In article <hjrf76$mvf$1 at>, Peltio <peltio at> 

> The reason the pdf format is so widespread is that everyone can create 
> a pdf file without having to buy Adobe Acrobat. Every word processor 
> let you save your work to pdf. You can even install 'pdf printer 
> drivers' that let you save in pdf whatever you want. same story for 
> another ubiquitous format: .doc.

Note the core point here.  Anyone -- repeat, anyone -- can create a 
document using their particular application of choice -- an application 
that is likely to be specifically oriented to their task -- that is 
likely to have a simple, optimized, easy to learn, easy to remember, 
substantially WYSIWYG interface with maybe a few dozen or at most a few 
hundred well-documented commands (not literally thousands of complex, 
poorly documented, and often interfering commands and options) -- an 
application that may well be freeware or shareware.

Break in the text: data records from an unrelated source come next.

PR #515, opened 2019-03-07
Elasticsearch client async instr

### LINKED ISSUE #263: Elasticsearch support for asynchronous operations
We are [currently supporting only synchronous calls](https://github.com/elastic/apm-agent-java/pull/228).
A good place to capture probably all async operations would be `org.elasticsearch.client.RestClient#performRequestAsync(Request, ResponseListener)`, where we have the request available and we can hook on the `ResponseListener` to capture both responses and errors.
However, the ES client is relying on Apache HttpAsyncClient, so in order to make the async correlation we will probably first want to have a basic support for that.

eyalkoren:
Closes #263


apm-agent-plugins/apm-es-restclient-plugin/apm-es-restclient-plugin-5_6/src/main/java/co/elastic/apm/agent/es/restclient/v5_6/ElasticsearchClientAsyncInstrumentation.java
```diff
@@ -0,0 +1,101 @@
...
+                    wrapped = true;
+                }
+            }
+        }
+
+        @Advice.OnMethodExit(suppress = Throwable.class, onThrowable = Throwable.class)
+        private static void onAfterExecute(@Advice.Argument(5) ResponseListener responseListener,
+                                           @Advice.Local("span") @Nullable Span span,
+                                           @Advice.Local("wrapped") boolean wrapped,
+                                           @Advice.Local("helper") @Nullable ElasticsearchRestClientInstrumentationHelper<HttpEntity, Response, ResponseListener> helper, @Advice.Thrown @Nullable Throwable t) {
```
felixbarny: Wrap the Throwable argument to new line

apm-agent-plugins/apm-es-restclient-plugin/apm-es-restclient-plugin-5_6/src/main/java/co/elastic/apm/agent/es/restclient/v5_6/ElasticsearchClientAsyncInstrumentation.java
```diff
@@ -0,0 +1,101 @@
...
+            if (span != null) {
+                // Deactivate in this thread. Span will be ended and reported by the listener
+                span.deactivate();
+
+                if (!wrapped) {
+                    // Listener is not wrapped- we need to end the span so to avoid leak and report error if occurred during method invocation
```
felixbarny: I might be wrong but if there was an exception in the method invocation, wrapped wouldn't wrapped still be `true`? So this is basically only in case `helper.wrapResponseListener()` threw an exception. If that's the case, couldn't we just do an instance-of check and remove the wrapped flag altogether?
```suggestion
                    // Listener is not wrapped- we need to end the span so to avoid leak and report error if occurred in the enter advice
```

apm-agent-plugins/apm-es-restclient-plugin/apm-es-restclient-plugin-common/src/main/java/co/elastic/apm/agent/es/restclient/ElasticsearchRestClientInstrumentationHelperImpl.java
```diff
@@ -0,0 +1,145 @@
...
+        span.activate();
+
+        if (span.isSampled()) {
+            span.getContext().getHttp().withMethod(method);
+            if (endpoint.endsWith(SEARCH_QUERY_PATH_SUFFIX)) {
+                if (httpEntity != null && httpEntity.isRepeatable()) {
+                    try {
+                        IOUtils.readUtf8Stream(httpEntity.getContent(), span.getContext().getDb().withStatementBuffer());
+                    } catch (IOException e) {
+                        // We can't log from here
```
felixbarny: we actually can :)

apm-agent-plugins/apm-es-restclient-plugin/apm-es-restclient-plugin-common/src/main/java/co/elastic/apm/agent/es/restclient/ElasticsearchRestClientInstrumentationHelperImpl.java
```diff
@@ -0,0 +1,145 @@
...
+    @Override
+    @Nullable
+    public Span createClientSpan(String method, String endpoint, @Nullable HttpEntity httpEntity) {
+        final TraceContextHolder<?> activeSpan = tracer.getActive();
+        if (activeSpan == null || !activeSpan.isSampled()) {
+            return null;
+        }
+
+        // Don't record nested spans. In 5.x clients the instrumented sync method is calling the instrumented async method
+        if (activeSpan instanceof Span && ELASTICSEARCH.equals(((Span) activeSpan).getSubtype())) {
```
felixbarny: Maybe not for now but I think we should add a `external` flag to spans. The tracer should return `null` when trying to create a child span of an external span.

apm-agent-plugins/apm-es-restclient-plugin/apm-es-restclient-plugin-common/src/main/java/co/elastic/apm/agent/es/restclient/ElasticsearchRestClientInstrumentationHelperImpl.java
```diff
@@ -0,0 +1,145 @@
...
+                url = response.getHost().toURI();
+                statusCode = response.getStatusLine().getStatusCode();
+            } else if (t != null) {
+                if (t instanceof ResponseException) {
+                    ResponseException esre = (ResponseException) t;
+                    url = esre.getResponse().getHost().toURI();
+                    statusCode = esre.getResponse().getStatusLine().getStatusCode();
+
+                        /*
+                        // Add tags so that they will be copied to error capture
```
felixbarny: I would prefer to remove this and rather create a task to enhance the intake API.

felixbarny:
As the span for this is started on one thread and ended on another - are all necessary properties of span volatile? Or should we maybe rather do a memory fence when activating on another thread so that we don't have to declare the main properties volatile at all?

What I mean by that is to write to a single volatile flag which is only used to ensure visibility. That works as writing to a volatile variable introduces total ordering of reads/writes.

To cite Java concurrency in practice:
> The visibility effects of volatile variables extend beyond the value of the volatile variable itself. When thread A writes to a volatile variable and subse- quently thread B reads that same variable, the values of all variables that were visible to A prior to writing to the volatile variable become visible to B after reading the volatile variable. So from a memory visibility perspective, writing a volatile variable is like exiting a synchronized block and reading a volatile variable is like entering a synchronized block. 

Although relying on that could make the code more fragile and harder to understand.

apm-agent-plugins/apm-es-restclient-plugin/apm-es-restclient-plugin-5_6/src/main/java/co/elastic/apm/agent/es/restclient/v5_6/ElasticsearchClientAsyncInstrumentation.java
eyalkoren: You are not wrong, this is a state for us to know whether we wrapped the listener or not. If we did not wrap it, we need to end the span properly no matter what and while doing so it would be informative to report an Exception if such occurred **during the method invocation**.

> If that's the case, couldn't we just do an instance-of check and remove the wrapped flag altogether

We couldn't because the `ResponseListenerWrapper` class the advice will see is the one visible to the application, meaning the one loaded (or most likely - failed to be loaded) from BootstrapCL, whereas the one we actually used is loaded from a child CL of the app CL.

We could use `listener.getClass().getName().equals(...)`, but what's the benefit over using a boolean?

apm-agent-plugins/apm-es-restclient-plugin/apm-es-restclient-plugin-common/src/main/java/co/elastic/apm/agent/es/restclient/ElasticsearchRestClientInstrumentationHelperImpl.java
eyalkoren: We sure can, noticed that and forgot to log 🤦‍♂️

apm-agent-plugins/apm-es-restclient-plugin/apm-es-restclient-plugin-common/src/main/java/co/elastic/apm/agent/es/restclient/ElasticsearchRestClientInstrumentationHelperImpl.java
eyalkoren: I agree, but in this case this is to avoid nested ES client spans, so I would leave it anyway as it deals with a specific problem.

apm-agent-plugins/apm-es-restclient-plugin/apm-es-restclient-plugin-common/src/main/java/co/elastic/apm/agent/es/restclient/ElasticsearchRestClientInstrumentationHelperImpl.java
eyalkoren: I will, maybe just leave a comment to remember that `esre.getResponse().getStatusLine().getReasonPhrase()` provides a useful info.

eyalkoren:
We now have `AbstractSpan#isLifecycleManagingThreadSwitch` that effectively does that for ExecutorServices and for Servlet's `AsyncContext#start` API. We can extend that to be more general - any action causing span transfer between threads will write to it before doing so and `TraceContextHolder#activate` will start by reading it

And, these document creators can then either display their documents or 
communicate them to anyone else, in a stable, published, standardized, 
very well designed, and essentially open-source format, such that anyone 
else can read or display the same document, using a very wide variety of 
freely available tools, with high quality and very few glitches.

There's no doubt that "actively interactive" documents are very nice, 
and that Manipulate[] is a superbly done and immensely powerful 
implementation of this capability.  WRI can well be praised for it.

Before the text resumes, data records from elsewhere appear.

PR #516, opened 2019-03-10
Loading plugins from System CL and parent hierarchy

eyalkoren:
Related Discuss topic: https://discuss.elastic.co/t/custom-plugin-for-java-agent/171249.
Letting agent load plugins located in the classpath, in the platform/ext libs or bootclasspath.
Here is an attach jar for testing: [apm-agent-attach-1.4.1-SNAPSHOT.jar.zip](https://github.com/elastic/apm-agent-java/files/2949676/apm-agent-attach-1.4.1-SNAPSHOT.jar.zip)

### DIFF
--- a/apm-agent-core/src/main/java/co/elastic/apm/agent/bci/ElasticApmAgent.java
+++ b/apm-agent-core/src/main/java/co/elastic/apm/agent/bci/ElasticApmAgent.java
@@ -97,7 +97,7 @@ public class ElasticApmAgent {
     @Nonnull
     private static Iterable<ElasticApmInstrumentation> loadInstrumentations(ElasticApmTracer tracer) {
         final ArrayList<ElasticApmInstrumentation> instrumentations = new ArrayList<ElasticApmInstrumentation>();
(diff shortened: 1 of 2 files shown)


felixbarny:
But that won't help if the plugins are loaded from the web application class loader, right?

We we would allow that, there would be some obstacles:
* What if there are breaking changes between the attached agent and the plugin? We can currently break the internal API even on bugfix releases.
* In case there are multiple applications deployed to the same server and one application wants to register a plugin, the other application may get `ClassNotFoundException`s

eyalkoren:
> In case there are multiple applications deployed to the same server and one application wants to register a plugin, the other application may get ClassNotFoundExceptions

I didn't suggest app-context plugins, only System CL or ext/platform..

> What if there are breaking changes between the attached agent and the plugin? We can currently break the internal API even on bugfix releases.

The idea of this PR is not to enhance our public API or anything of that sort. It is just to ease plugin loading for edge cases like the one in the forum topic linked above. Anyone that writes code that relies on our internal APIs should be aware of such risk. 
The alternative is to tell such users to append the plugin jar to the boot classpath (eg by editing the agent jar's `MANIFEST.MF`), so it is a bit more work for them but the problem will remain the same.

PR #525, opened 2019-03-14
Channelling span creation through a common path

eyalkoren:
Maybe related to https://discuss.elastic.co/t/kibana-apm-not-showing-spans-which-are-visible-in-discover-too-many-spans/171690, where we ignore the span limit setting


felixbarny:
Could that be the reason why the span limit does not work?

eyalkoren:
That's what I am hoping, will ask him to try it out

PR #526, opened 2019-03-14
Support async OkHttp calls

### LINKED ISSUE #425: Support async Okhttp client requests

felixbarny:
closes elastic/apm-agent-java#425


apm-agent-plugins/apm-okhttp-plugin/src/main/java/co/elastic/apm/agent/okhttp/OkHttpClientAsyncInstrumentation.java
```diff
@@ -0,0 +1,166 @@
...
+
+            CallbackWrapper(Span span, Callback delegate) {
+                this.span = span;
+                this.delegate = delegate;
+            }
+
+            @Override
+            public void onFailure(Request req, IOException e) {
+                try {
+                    span.captureException(e).end();
```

But, "canned animations" (e.g., QT or Flash movies or slide shows or 
multi-page PDF shows) can provide a pretty good substitute  a very 
good substitute  for this in many cases; and PDF contains all kinds of 
simple interactive capabilities (clickable buttons and arrows, arrow 
keys, abilities to open and display external animation programs and 
files) that can go a long way toward meeting the need for very useful 
"quasi interactivity" if you want to call it that.

> This is the reason many people also want a pdf reader on their machine. 
> PDF reader that has not to be necessarily that supplied by Adobe. There 
> are plenty of third party reader out there, many of them light and 
> protable (i.e. do not require installation and do not clutter your hard 
> disk).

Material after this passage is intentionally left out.